Goal of the exercise – Write out the records word for word.
--- Available records Enclosed Below ---
PR #1084, opened 2020-07-23
fix: Add a check for 24 hour window before sending a message

### LINKED ISSUE #1009: WhatsApp Improvements due to timeout (templates?)
No

WhatApp (via Twilio) has a limit on that you can only send another outbound message if the last inbound message was within 24 hours. It would be helpful to have a timer or CW simply not allowing another message which you can't tell the user didn't get.

Adding support to send a template from a drop down where it could initiate a simple message like: "We want to give you an update, please reply so we can do so" etc.

Then the conversation can continue.

Additionally, adding "Status Callback URL" support would actually help see if messages have been read/delivered etc from such data provided by Twilio (https://www.twilio.com/docs/whatsapp/api#monitor-the-status-of-your-whatsapp-outbound-message). Currently there is no way to tell this at all.

pranavrajs:
Fixes #1009 

- Add a check on the frontend to check 24 hour window
Screenshot 2020-07-23 16 27 13

- Introduce CSS variables for colors
Screenshot 2020-07-23 at 4 28 31 PM


app/javascript/dashboard/components/widgets/conversation/MessagesView.vue
```diff
@@ -5,6 +5,18 @@
       :is-contact-panel-open="isContactPanelOpen"
       @contactPanelToggle="onToggleContactPanel"
     />
+    <div v-if="!currentChat.can_reply" class="messenger-policy--banner">
```
sojan-official, line 8: should be translatable ?

pranavrajs: Done.

PR #1095, opened 2020-07-26
feat: Customisable Email Templates

### LINKED ISSUE #1008: Outbound Emails - Customise Sender and Content
No

Currently CW sends emails based on a hard-set from address of the install as well as a hard-set name in a template. When using multiple inboxes, or even accounts, this causes confusion as to who the mail is from.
--- End of Enclosed Available records ---
Answer for the task –
PR #1084, opened 2020-07-23
fix: Add a check for 24 hour window before sending a message

### LINKED ISSUE #1009: WhatsApp Improvements due to timeout (templates?)
No

WhatApp (via Twilio) has a limit on that you can only send another outbound message if the last inbound message was within 24 hours. It would be helpful to have a timer or CW simply not allowing another message which you can't tell the user didn't get.

Adding support to send a template from a drop down where it could initiate a simple message like: "We want to give you an update, please reply so we can do so" etc.

Then the conversation can continue.

Additionally, adding "Status Callback URL" support would actually help see if messages have been read/delivered etc from such data provided by Twilio (https://www.twilio.com/docs/whatsapp/api#monitor-the-status-of-your-whatsapp-outbound-message). Currently there is no way to tell this at all.

pranavrajs:
Fixes #1009 

- Add a check on the frontend to check 24 hour window
Screenshot 2020-07-23 16 27 13

- Introduce CSS variables for colors
Screenshot 2020-07-23 at 4 28 31 PM


app/javascript/dashboard/components/widgets/conversation/MessagesView.vue
```diff
@@ -5,6 +5,18 @@
       :is-contact-panel-open="isContactPanelOpen"
       @contactPanelToggle="onToggleContactPanel"
     />
+    <div v-if="!currentChat.can_reply" class="messenger-policy--banner">
```
sojan-official, line 8: should be translatable ?

pranavrajs: Done.

PR #1095, opened 2020-07-26
feat: Customisable Email Templates

### LINKED ISSUE #1008: Outbound Emails - Customise Sender and Content
No

Currently CW sends emails based on a hard-set from address of the install as well as a hard-set name in a template. When using multiple inboxes, or even accounts, this causes confusion as to who the mail is from.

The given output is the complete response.